ABOUT THIS TASK:
Return the data that follows exactly, with each line intact.

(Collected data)

PR #1716, opened 2018-01-19
Fix ctl-reconfigure failing in air-gapped environments

### LINKED ISSUE #1712: Supermarket reconfigure fails in airgapped environment, ignores rubygems_url
Attempted upgrade to supermarket 3.1.51 in airgapped environment because of #1705 using supermarket-omnibus-cookbook. Chef run to perform the upgrade failed during `supermarket-ctl reconfigure` step with error message (stdout and stack trace below) from bundler indicating that it couldn't reach https://rubygems,org/.

[stdout.txt](https://github.com/chef/supermarket/files/1604568/stdout.txt)
[stacktrace.txt](https://github.com/chef/supermarket/files/1604569/stacktrace.txt)

This system has rubygems_url set to our private gemserver in /etc/chef/client.rb, but supermarket seems to be ignoring that setting. I was able to get the reconfigure step to finish by changing the default gemserver on line 1055 of `/opt/supermarket/embedded/lib/ruby/gems/2.4.0/gems/chef-config-13.6.4/lib/chef-config/config.rb` from rubygems.org to our private gemserver - after that, the reconfigure ran just fine and the supermarket is back up and running now.

Am I missing something configuration-wise, or is this a regression since 3.1.42 (the last supermarket release I was successfully able to upgrade to)? I couldn't find a way to specify rubygems_url for supermarket specifically.

robbkidd:
**TL;DR:** ensure that the omnibus-internal cookbook for `reconfigure` does not depend on gems, directly or through a dependency cookbook.

Fixes #1712 

# What?

This moves the logic and dependencies of building an omnibus package in a development environment to a new cookbook. This separates building from the `omnibus-supermarket` cookbook internal to the omnibus package and what drives `supermarket-ctl reconfigure`.

# Why?

Up to this point, `omnibus-supermarket` depended on the `omnibus` cookbook. Its `build_package` recipe required the `omnibus` cookbook to setup a Test Kitchen VM with the kit necessary to build.

The `omnibus` cookbook requires the `pkg-config` gem. In Nov 2017, the installation of this gem moved from a converge-time `chef_gem` resource to a very-early-in-the-chef-run-all-the-time gem metadata entry. Gems declared in metadata get `bundle install`ed at the beginning of a chef
run regardless of whether the recipes/resources that use them are called.

This early-in-the-chef-run `bundle install` was causing `supermarket-ctl reconfigure` to fail in air-gapped environments where the host is unable to reach rubygems.org. The omnibus' chef-client run does not use a system's chef configuration (e.g. `/etc/chef/client.rb`) and it is prohibitively annoying to reach into the omnibus-generated `solo.rb` chef configuration to point it at an alternative gem server.


robbkidd:
Any thoughts on how to catch "this cookbook or one of its dependencies depends on a gem" in an automated test? The `Berksfile.lock` for `omnibus-supermarket` is intentionally not checked-in so as to track latest. But if one of the cookbooks it depends on adds a metadata gem dependency, we might silently reintroduce this bug.

omnibus/.kitchen.yml
```diff
@@ -9,26 +9,15 @@ driver:
 
 provisioner:
   name: chef_zero
-  require_chef_omnibus: 12.13.37
+  require_chef_omnibus: 13.6.4
```
tas50: Beautiful

omnibus/.kitchen.yml
```diff
@@ -9,26 +9,15 @@ driver:
...
 
 platforms:
-  - name: ubuntu-12.04
-    run_list: apt::default
+  - name: ubuntu-14.04
   - name: centos-5.11
-    run_list: yum-epel::default
   - name: centos-6.8
```
tas50: You should make this centos-6 and centos-7 which always point to the latest point release.

omnibus/cookbooks/omnibus-supermarket/.kitchen.yml
```diff
@@ -12,7 +12,6 @@ provisioner:
     ssl_verify_mode: verify_peer
 
 platforms:
-  - name: ubuntu-12.04
   - name: ubuntu-14.04
   - name: ubuntu-16.04
   - name: centos-5.11
```
tas50: We still doing RHEL 5?

omnibus/.kitchen.yml
robbkidd: YES I SHOULD

omnibus/cookbooks/omnibus-supermarket/.kitchen.yml
robbkidd: The answer was "yes" last time I asked, but maybe it's time to ask again. RHEL5 isn't on the [Platforms and Supported Versions list](https://docs.chef.io/platforms.html) any more, so maybe not.

tas50: We killed it Jan 1st

robbkidd:
An idea for testing "this cookbook or one of its dependencies depends on a gem": finally convert the omnibus-supermarket test suite to inspec, and then use the inspec `json` resource to assert that none of the files found with `find /opt/supermarket/embedded/cookbooks/ -name metadata.json -print` have a non-empty `gems` key.

Experimenting.

robbkidd:
@thommay I'd appreciate a re-review of the changes I've added. Maybe walk the last two commits. One adds the failure to omnibus build if it has pulled in cookbooks that depend on gems. The other is the serverspec->inspec conversion and I'm not 100% on the naming of the test groups or the friendliness of the output.

PR #1719, opened 2018-01-22
disable remote fetching in Paperclip

robbkidd:
Upgrade to Paperclip 5.2+. There is [a CVE in Paperclip v5.1.0](https://nvd.nist.gov/vuln/detail/CVE-2017-0889).

***** Supermarket was not vulnerable to this CVE. *****

The `tarball` parameter given for an upload is validated by `CookbookUpload::Parameters` and `CookbookUpload::Archive` before a hand-off to ActiveRecord+Paperclip for processing as an attachment.

This update to the Paperclip initializer is intended to prevent future accidental support for remote fetching if the logic of `CookbookUpload` changes at some point and allows a URL string through to the persistence layer. Paperclip 5.2.0 disabled these remote adapters. Leaving the initializer disabling in case that behavior changes.

Added tests to catch regressions.


robbkidd:
Or I could upgrade to Paperclip 5.2.0 that was just released with these adapters disabled by default.

robbkidd:
In addition to disabling the adapters in the initializer, I've upgraded to the latest Paperclip version that _also_ does not enable these adapters by default. Added tests to catch if the adapters sneak back in some how.

PR #1720, opened 2018-01-25
Update terraform to 0.11.2

jeremiahsnapp:


.travis.yml
```diff
@@ -11,6 +11,10 @@ cache:
     - $HOME/tools
     - "$TRAVIS_BUILD_DIR/src/$COMPONENT/vendor/bundle"
 
+before_install:
+  - curl https://raw.githubusercontent.com/chef/ci-studio-common/master/install.sh | bash
+  - export PATH="$PATH:$HOME/ci-studio-common/bin:$HOME/tools/bin"
```
robbkidd: I _think_ currently that the only job in the matrix that requires this `ci-studio-common` kit is the terraform linter. Maybe move this `before_install` to that job's entry instead of having all jobs retrieve it?

tduffield: The Release Engineering team is moving to leverage the ci-studio-common codebase to standardize all our pipeline testing across all our projects. While the linting phase is the only thing that leverages it now, we hope to introduce other things in the future. Some of these may not require modifying the individual test units themselves. As such, I'd prefer to keep it as is, unless you have a strong objection. If you do, I'm happy to hop onto video chat with you to discuss more.

robbkidd: I've got two thoughts/reservations:

* the `curl | sh` adds ~40 seconds to a test run
* `before_install` doesn't merge so the jobs that declare custom ones replace the common one; if a job needs the CI kit _and_ something else, that job will have to repeat the CI kit install anyway
    * This works out OK for the two application-level test jobs so that they _don't_ install the CI common kit when they don't need it. Those jobs are already 7 and 4 minutes and I'm trying to keep them from getting longer.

RESPONSE:
PR #1716, opened 2018-01-19
Fix ctl-reconfigure failing in air-gapped environments

### LINKED ISSUE #1712: Supermarket reconfigure fails in airgapped environment, ignores rubygems_url
Attempted upgrade to supermarket 3.1.51 in airgapped environment because of #1705 using supermarket-omnibus-cookbook. Chef run to perform the upgrade failed during `supermarket-ctl reconfigure` step with error message (stdout and stack trace below) from bundler indicating that it couldn't reach https://rubygems,org/.

[stdout.txt](https://github.com/chef/supermarket/files/1604568/stdout.txt)
[stacktrace.txt](https://github.com/chef/supermarket/files/1604569/stacktrace.txt)

This system has rubygems_url set to our private gemserver in /etc/chef/client.rb, but supermarket seems to be ignoring that setting. I was able to get the reconfigure step to finish by changing the default gemserver on line 1055 of `/opt/supermarket/embedded/lib/ruby/gems/2.4.0/gems/chef-config-13.6.4/lib/chef-config/config.rb` from rubygems.org to our private gemserver - after that, the reconfigure ran just fine and the supermarket is back up and running now.

Am I missing something configuration-wise, or is this a regression since 3.1.42 (the last supermarket release I was successfully able to upgrade to)? I couldn't find a way to specify rubygems_url for supermarket specifically.

robbkidd:
**TL;DR:** ensure that the omnibus-internal cookbook for `reconfigure` does not depend on gems, directly or through a dependency cookbook.

Fixes #1712 

# What?

This moves the logic and dependencies of building an omnibus package in a development environment to a new cookbook. This separates building from the `omnibus-supermarket` cookbook internal to the omnibus package and what drives `supermarket-ctl reconfigure`.

# Why?

Up to this point, `omnibus-supermarket` depended on the `omnibus` cookbook. Its `build_package` recipe required the `omnibus` cookbook to setup a Test Kitchen VM with the kit necessary to build.

The `omnibus` cookbook requires the `pkg-config` gem. In Nov 2017, the installation of this gem moved from a converge-time `chef_gem` resource to a very-early-in-the-chef-run-all-the-time gem metadata entry. Gems declared in metadata get `bundle install`ed at the beginning of a chef
run regardless of whether the recipes/resources that use them are called.

This early-in-the-chef-run `bundle install` was causing `supermarket-ctl reconfigure` to fail in air-gapped environments where the host is unable to reach rubygems.org. The omnibus' chef-client run does not use a system's chef configuration (e.g. `/etc/chef/client.rb`) and it is prohibitively annoying to reach into the omnibus-generated `solo.rb` chef configuration to point it at an alternative gem server.


robbkidd:
Any thoughts on how to catch "this cookbook or one of its dependencies depends on a gem" in an automated test? The `Berksfile.lock` for `omnibus-supermarket` is intentionally not checked-in so as to track latest. But if one of the cookbooks it depends on adds a metadata gem dependency, we might silently reintroduce this bug.

omnibus/.kitchen.yml
```diff
@@ -9,26 +9,15 @@ driver:
 
 provisioner:
   name: chef_zero
-  require_chef_omnibus: 12.13.37
+  require_chef_omnibus: 13.6.4
```
tas50: Beautiful

omnibus/.kitchen.yml
```diff
@@ -9,26 +9,15 @@ driver:
...
 
 platforms:
-  - name: ubuntu-12.04
-    run_list: apt::default
+  - name: ubuntu-14.04
   - name: centos-5.11
-    run_list: yum-epel::default
   - name: centos-6.8
```
tas50: You should make this centos-6 and centos-7 which always point to the latest point release.

omnibus/cookbooks/omnibus-supermarket/.kitchen.yml
```diff
@@ -12,7 +12,6 @@ provisioner:
     ssl_verify_mode: verify_peer
 
 platforms:
-  - name: ubuntu-12.04
   - name: ubuntu-14.04
   - name: ubuntu-16.04
   - name: centos-5.11
```
tas50: We still doing RHEL 5?

omnibus/.kitchen.yml
robbkidd: YES I SHOULD

omnibus/cookbooks/omnibus-supermarket/.kitchen.yml
robbkidd: The answer was "yes" last time I asked, but maybe it's time to ask again. RHEL5 isn't on the [Platforms and Supported Versions list](https://docs.chef.io/platforms.html) any more, so maybe not.

tas50: We killed it Jan 1st

robbkidd:
An idea for testing "this cookbook or one of its dependencies depends on a gem": finally convert the omnibus-supermarket test suite to inspec, and then use the inspec `json` resource to assert that none of the files found with `find /opt/supermarket/embedded/cookbooks/ -name metadata.json -print` have a non-empty `gems` key.

Experimenting.

robbkidd:
@thommay I'd appreciate a re-review of the changes I've added. Maybe walk the last two commits. One adds the failure to omnibus build if it has pulled in cookbooks that depend on gems. The other is the serverspec->inspec conversion and I'm not 100% on the naming of the test groups or the friendliness of the output.

PR #1719, opened 2018-01-22
disable remote fetching in Paperclip

robbkidd:
Upgrade to Paperclip 5.2+. There is [a CVE in Paperclip v5.1.0](https://nvd.nist.gov/vuln/detail/CVE-2017-0889).

***** Supermarket was not vulnerable to this CVE. *****

The `tarball` parameter given for an upload is validated by `CookbookUpload::Parameters` and `CookbookUpload::Archive` before a hand-off to ActiveRecord+Paperclip for processing as an attachment.

This update to the Paperclip initializer is intended to prevent future accidental support for remote fetching if the logic of `CookbookUpload` changes at some point and allows a URL string through to the persistence layer. Paperclip 5.2.0 disabled these remote adapters. Leaving the initializer disabling in case that behavior changes.

Added tests to catch regressions.


robbkidd:
Or I could upgrade to Paperclip 5.2.0 that was just released with these adapters disabled by default.

robbkidd:
In addition to disabling the adapters in the initializer, I've upgraded to the latest Paperclip version that _also_ does not enable these adapters by default. Added tests to catch if the adapters sneak back in some how.

PR #1720, opened 2018-01-25
Update terraform to 0.11.2

jeremiahsnapp:


.travis.yml
```diff
@@ -11,6 +11,10 @@ cache:
     - $HOME/tools
     - "$TRAVIS_BUILD_DIR/src/$COMPONENT/vendor/bundle"
 
+before_install:
+  - curl https://raw.githubusercontent.com/chef/ci-studio-common/master/install.sh | bash
+  - export PATH="$PATH:$HOME/ci-studio-common/bin:$HOME/tools/bin"
```
robbkidd: I _think_ currently that the only job in the matrix that requires this `ci-studio-common` kit is the terraform linter. Maybe move this `before_install` to that job's entry instead of having all jobs retrieve it?

tduffield: The Release Engineering team is moving to leverage the ci-studio-common codebase to standardize all our pipeline testing across all our projects. While the linting phase is the only thing that leverages it now, we hope to introduce other things in the future. Some of these may not require modifying the individual test units themselves. As such, I'd prefer to keep it as is, unless you have a strong objection. If you do, I'm happy to hop onto video chat with you to discuss more.

robbkidd: I've got two thoughts/reservations:

* the `curl | sh` adds ~40 seconds to a test run
* `before_install` doesn't merge so the jobs that declare custom ones replace the common one; if a job needs the CI kit _and_ something else, that job will have to repeat the CI kit install anyway
    * This works out OK for the two application-level test jobs so that they _don't_ install the CI common kit when they don't need it. Those jobs are already 7 and 4 minutes and I'm trying to keep them from getting longer.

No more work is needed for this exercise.